The apparatus needed are a pair of hand grippers, a barbell and two lightweight dumbbells. There are essential exercises that should be practiced before the hand grip exercises begin. It is important in any exercise routine to warm up and flex the hand muscles before carrying out these simple tasks.
- Raise the hands in front of the body. Keep the shoulders down. Make sure hands are parallel to the floor, then raise both hands so that the palms are facing the front. The fingers should be straight and pointed upward.
- Hold this position for 30 seconds. Breathe in and out slowly and easily, and then allow the arms to collapse. Shake the arms and hands to lower the tension.
- Hold hands in a fist and point toward the ground for 30 seconds. Shake away the tension as before.
- Make another fist with both hands. This time the thumb should be tucked inside the fist. Twist the hand and hold them straight ahead. The left hand should be drawn in to grab the right fist. The left hand should then pull in the right fist. This sequence should be repeated by swapping the hands over.
Grippers are small devices with two handles and a tension in the centre. Hold the gripper in one hand, and clamp down on it as hard as you can. When you’re ready, pass it to the other hand. The exercise can be repetitive or involve holding in a closed position for a specific time period. Just give it a go and see how you feel.
Where timed hold exercises are concerned, hold as long as possible and try to repeat that period with the other hand. Speed repetition exercise can also be beneficial to hand strength using the gripper.
Ball Squeezing Exercises
Holding a ball in one hand and squeezing is a good way to strengthen the hand. To begin with, try squeezing for one minute. The hand can be raised above the head or held directly out in front of the body. Pass the ball to the other hand and repeat the exercise. This is a great way to exercise your wrists and forearms, but it’s cheap too. You don’t have to buy any specialist equipment like a gripper. Even so, the gripper will give you an edge.
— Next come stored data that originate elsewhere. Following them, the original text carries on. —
PR #2456, opened 2026-08-11
fix(ast-analysis): LOC comment detection tracks block-comment state

### LINKED ISSUE #2287: LOC comment-line detection misclassifies code lines starting with a comment-prefix character (e.g. pointer deref *ptr =)
## Summary

`computeLOCMetrics()` (TS: `src/ast-analysis/metrics.ts`; native: the LOC-counting logic in `crates/codegraph-core/src/ast_analysis/complexity.rs`) classifies a line as a comment purely by checking whether the *trimmed* line text starts with any of a language's comment prefixes (`trimmed.startsWith(p)`). For any language whose comment prefixes include a bare `*` (used to match `/** ... */` Javadoc-style continuation lines: `* some doc text`), this also matches any **executable** line that happens to start with `*` after trimming — most notably pointer-dereference assignment (`*ptr = 5;`), which several supported languages allow as a statement.

There is no block-comment-state tracking (i.e. "are we currently inside an unterminated `/* ... */` block") — it's a pure per-line, stateless prefix check.

## Reproduction

This already reproduces on **`main`**, for **Rust**, on both engines — completely unrelated to any recent PR:

```rust
fn deref_heavy(ptr: *mut i32) -> i32 {
    unsafe {
        *ptr = 5;
        *ptr = *ptr + 1;
        return *ptr;
    }
}
```

```
$ codegraph complexity --health -T --json --engine wasm
{ "name": "deref_heavy", "loc": 7, "sloc": 5 }   ← 2 lines wrongly counted as comments
$ codegraph complexity --health -T --json --engine native
{ "name": "deref_heavy", "loc": 7, "sloc": 5 }   ← identical, same bug on both engines
```

Both `*ptr = 5;` and `*ptr = *ptr + 1;` are counted as comment lines, undercounting `sloc` and skewing the Maintainability Index input. Rust, C#, and Go all currently use the 4-entry `["//", "/*", "*", "*/"]` prefix list (needed for `/** */`-style doc comments) and all support a `*`-prefixed pointer-dereference/assignment statement shape, so all three are exposed to this same class of misclassification today, independent of language.

## Scope note

Found via Greptile review on #2286 (which extended the same 4-entry prefix list to c/cpp/objc/kotlin/swift/scala for cross-engine/cross-language *consistency* — before that PR, those languages used an inconsistent 2-entry list, which is what #2058 was scoped to fix). Confirmed via the Rust repro above that this exact misclassification already existed on `main`, unrelated to #2286's own changes, for every language that already had the 4-entry list — so it's a pre-existing, shared limitation of the per-line stateless heuristic itself, not something #2286 introduced. Filing as its own issue since fixing it properly means making comment detection block-comment-state-aware (tracking whether a line is inside an unterminated `/* ... */`, rather than trusting a bare `*` prefix), which is a real algorithmic change affecting every C-style/JSDoc-style language on both engines — out of scope for a prefix-list consistency fix.

## Suggested fix

Track block-comment state while scanning a function's lines: once a `/*` is seen without a matching `*/` on the same line, treat every subsequent line as a comment continuation (including bare `*`-prefixed ones) until a line containing `*/` is seen — rather than trusting a bare `*` prefix unconditionally on every line. This must be mirrored identically in both `src/ast-analysis/metrics.ts` and the native Rust LOC-counting logic to preserve engine parity.

carlos-alm:
## Summary

Closes #2287

`computeLOCMetrics()` (TS) and the LOC-counting logic in `compute_all_metrics()` (native) classified a line as a comment purely by checking whether the trimmed line starts with any of a language's comment prefixes. For languages using the 4-entry prefix list (`//`, `/*`, `*`, `*/` — needed to match Javadoc-style continuation lines), a bare `*` prefix matched *unconditionally*, so a pointer-dereference assignment (`*ptr = 5;`) — valid in Rust, C, C#, and Go — was wrongly counted as a comment line, undercounting `sloc` and skewing the Maintainability Index input.

## Fix

Track block-comment state across lines instead of trusting a bare prefix character: a line is only a block-comment continuation while a genuine block-opening line has been seen and the block hasn't closed yet. Split the flat prefix list into:
- single-line prefixes (`//`, `#`, `--`) — trusted unconditionally, as before
- a per-language block-comment-support flag — state-tracked, closing the misclassification

Mirrored identically in both engines (`src/ast-analysis/metrics.ts` / `crates/codegraph-core/src/ast_analysis/complexity.rs`), matching the issue's own scope note.

## Test plan

- [x] New unit tests in `tests/unit/complexity.test.ts`: the issue's own Rust pointer-dereference repro (`comment_lines: 0`), a genuine multi-line block comment still tracked correctly, and a JS-native repro (a multiplication-continuation line starting with `*`) since JS has no pointer-dereference syntax.
- [x] New Rust unit tests in `complexity.rs`: mirrored pointer-dereference and block-comment-tracking cases, plus `is_block_comment_lang` coverage for the full language list.
- [x] New dual-engine integration test (`tests/integration/issue-2287-loc-comment-block-state.test.ts`): the issue's exact repro end-to-end via `buildGraph`, both WASM and native.
- [x] Verified the fix and tests by temporarily reverting `metrics.ts` and confirming the new test fails with the exact wrong `comment_lines: 2` the issue describes, then restoring.
- [x] Full test suite (native addon + dist rebuilt from source in this worktree): 314 files / 5107 tests passed.
- [x] `npm run lint` / `cargo fmt --check`: clean.
- [x] `codegraph diff-impact --staged`: 1 function changed (`computeLOCMetrics`), 11 transitive callers across 5 files — matches the shared-predicate fix scope exactly.

### DIFF
--- a/crates/codegraph-core/src/ast_analysis/complexity.rs
+++ b/crates/codegraph-core/src/ast_analysis/complexity.rs
@@ -2142,22 +2142,28 @@ pub fn halstead_rules(lang_id: &str) -> Option<&'static HalsteadRules> {
     }
 }
 
-/// Comment line prefixes per language, used for LOC metrics.
-pub fn comment_prefixes(lang_id: &str) -> &'static [&'static str] {
+/// Single-line comment prefixes per language, used for LOC metrics.
+///
+/// Deliberately excludes `/*`/`*/`/a bare `*` continuation marker: a bare
+/// `*` also opens a pointer-dereference assignment (`*ptr = 5;`) in every
+/// block-comment language below that supports one, so trusting it as a
+/// standalone comment signal misclassified real code as a comment (issue
+/// #2287). Block-comment lines are instead recognized via explicit
+/// `/* ... */` state tracking in `compute_all_metrics`, scoped to languages
+/// where [`is_block_comment_lang`] returns true.
+pub fn line_comment_prefixes(lang_id: &str) -> &'static [&'static str] {
     match lang_id {
-        // c/cpp/cuda/objc/kotlin/swift/scala all use the same `/** ... */`
-        // block-comment style as JS/Java/C# — the 2-entry list omitted
-        // bare `*`/`*/` continuation lines, undercounting commentLines for
-        // any multi-line Javadoc-style comment (issue #2058).
-        "javascript" | "typescript" | "tsx" | "go" | "rust" | "java" | "csharp" | "c" | "cpp"
-        | "cuda" | "objc" | "kotlin" | "swift" | "scala" | "groovy" => &["//", "/*", "*", "*/"],
         "python" | "ruby" | "r" => &["#"],
-        "php" => &["//", "#", "/*", "*", "*/"],
+        "php" => &["//", "#"],
         "bash" => &["#"],
         "lua" => &["--"],
-        "zig" => &["//"],
-        _ => &["//", "/*", "*", "*/"],
+        _ => &["//"],
     }
+}
+
+/// Languages using `/** ... */`-style block comments (issue #2058, #2287).
+pub fn is_block_comment_lang(lang_id: &str) -> bool {
+    !matches!(lang_id, "python" | "ruby" | "r" | "bash" | "lua" | "zig")
 }
 
 // ─── Merged Single-Pass: Complexity + Halstead + LOC + MI ─────────────────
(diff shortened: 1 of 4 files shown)


carlos-alm:
@greptileai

It’s a good piece of kit that you can pick up from Amazon or other online stores for cheap, and will exercise your muscles more vigorously. But if you don’t have the money to spare, squeezing a rubber or fabric ball is a good alternative.
Dumbbells help build the muscles in the forearm and the hands simultaneously. This exercise is fairly easy and requires 2 x 5 kg (11 lbs) dumbbells. Pick up both dumbbells and hold at a 90-degree angle. Arms should be bent in front of the body.
The elbows should be positioned by the side of the body and shoulders relaxed. This stance helps to reduce injury or muscle tear during any sudden jerk and lift movement.
At the next point, the dumbbells should be twisted away from the side of the body. Caution should be taken not to place too much strain on the wrist. Once there is sufficient experience in performing this exercise, the wrists can be rotated the opposite way.
Static Barbell Hold
The next hand grip exercise to be reviewed is the static barbell hold. The barbell should be grabbed at the lift area and hoisted up. The arms should be bent and form a 90-degree angle. Keep the upper arm by the side of the body.
The barbell should be held in position for two minutes. Wrists must be kept straight. If this exercise if too difficult first time around, the barbell hold duration should be limited to one minute.
As the exercise advances over weeks, try to wrap a towel around the barbell lift area. This makes the hand grip even tighter. It helps to emphasise the importance of a strong grip. A powerful hand grip is important in sports like wrestling and judo.
Incorporating Other Muscles Leading Down to the Hands
Shoulders and forearms should also be exercised to keep the hands strong. Press-ups and cobra poses are important to build muscles in the shoulders, arms and forearms. The entire range of muscles leading to the hands will help with dexterity and strength across the upper body. Many yoga poses are also dynamic for upper shoulder and forearm strength. As always, mix and match so that you get a varied workout and train as many muscles as possible.